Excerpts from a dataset
↓

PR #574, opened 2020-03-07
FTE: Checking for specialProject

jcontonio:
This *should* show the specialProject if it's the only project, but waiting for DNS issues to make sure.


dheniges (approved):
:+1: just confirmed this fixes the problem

↑

# TASK STATEMENT
All of the records need to be returned exactly as they are.

# REPLY TO THE EXERCISE
PR #574, opened 2020-03-07
FTE: Checking for specialProject

jcontonio:
This *should* show the specialProject if it's the only project, but waiting for DNS issues to make sure.


dheniges (approved):
:+1: just confirmed this fixes the problem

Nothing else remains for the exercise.